2

It looks like feature selection can be done with mutual information. Mutual information is related to conditional entropy by this equation:

$I(X,Y) = H(X) - H(X|Y)$

Can we use conditional entropy to do feature selection by creating a sorted list of conditional entropy computations between all features and the output variable and then picking those with the smallest conditional entropy?

user442920
  • 533
  • 5
  • 14
  • This requires you to model $P(X\mid Y)$, even though you’re typically modeling the other direction. How would you compute the conditional entropy? Mutual info is easier because you could instead compute it as $H(Y) - H(Y \mid X)$ by including or removing the feature. – Arya McCarthy Apr 06 '21 at 23:18

2 Answers2

2

Expanding my comment: there’s a computational reason you mightn’t want this, and there’s a methodological one.

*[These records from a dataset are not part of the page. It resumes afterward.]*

PR #401, opened 2025-08-25
fix: introduce 'consensus' stake distribution for leader election.

KtorZ:
Not quite the active stake. Not quite the voting stake. It's a new specimen.

TODO: 
- [ ] Open an issue in intersectMBO/cardano-ledger to describe the numerator/denominator discrepancy there.

## Summary by CodeRabbit

- New Features
  - Introduced a separate "consensus stake" metric alongside rewards stake.

- Refactor
  - Replaced pool "stake" with "rewards stake" for rewards, weighting and performance calculations.
  - Epoch calculation now uses the current horizon directly.
  - Refined deposit handling to separate expiring deposits for voting vs. rewards/consensus.

- Documentation
  - Clarified voting stake to exclude pools unregistering next epoch and deposits in their last valid epoch.

- Tests
  - Updated tests and models to reflect new stake metrics and calculations.

- Chores
  - Preserved external "stake" field in serialized output, now sourced from rewards stake.

### DIFF
--- a/crates/amaru-ledger/src/summary/stake_distribution.rs
+++ b/crates/amaru-ledger/src/summary/stake_distribution.rs
@@ -49,8 +49,9 @@ pub struct StakeDistribution {
     /// Total stake, in Lovelace, delegated to registered pools
     pub active_stake: Lovelace,
 
-    /// Active stake plus deposits of ongoing proposals whose reward accounts are delegated to
-    /// active stake pools.
+    /// Active stake plus deposits of ongoing proposals whose refund accounts are delegated to
+    /// active stake pools. This stake also omits the stake of pools that are unregistering in the
+    /// following epoch, and deposits of proposals in their last epoch of validity.
     pub pools_voting_stake: Lovelace,
 
     /// Total voting stake, in Lovelace, corresponding to the total stake assigned to registered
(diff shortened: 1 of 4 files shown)


crates/amaru-ledger/src/summary/stake_distribution.rs
```diff
@@ -228,20 +231,34 @@ impl StakeDistribution {
...
+                            // NOTE: Governance deposits do not count towards the pools' active
+                            // stake used in rewards calculation. They are only counted as part of
+                            // the voting power & for consensus leader election.
                             active_stake += &account.lovelace;
-                            pool.stake += &account.lovelace;
+                            pool.rewards_stake += &account.lovelace;
+
+                            // NOTE: An astute reader might wonder why there's no total
+                            // 'pools_consensus_stake' which would correspond to the sum of all
+                            // pool's consensus stake. *Why* is hard to answer here, but *how* we
```
abailly:
```suggestion
                            // pools' consensus stake. *Why* is hard to answer here, but *how* we
```

abailly: This comment feels bit coming out of the blue as there's no indication of any `total` in sight, perhaps it requires more context?

abailly (approved):

crates/amaru-ledger/src/summary/stake_distribution.rs
KtorZ: There are two other totals being computed in the same pass; the `active_stake` and the `pools_voting_stake`. I didn't rename the former to `pools_rewards_stake`, but perhaps I should and it would make this question more apparent: why is there no `pools_consensus_stake` despite each pool having the three individual stakes `rewards_stake`, `consensus_stake` and `voting_stake`.

KtorZ: Slightly reworded the comment, to make the connections more apparent.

This requires you to define the distribution $P(X\mid Y)$, even though you’re typically modeling the other direction. How would you compute this conditional entropy, especially in discriminative models?

Mutual info is easier because you could instead compute it as $H(Y) - H(Y \mid X)$ by including or removing the feature. Plus, you only need to compute $H(Y)$ once. It can be reused amongst all features—or just skipped because it’s a constant.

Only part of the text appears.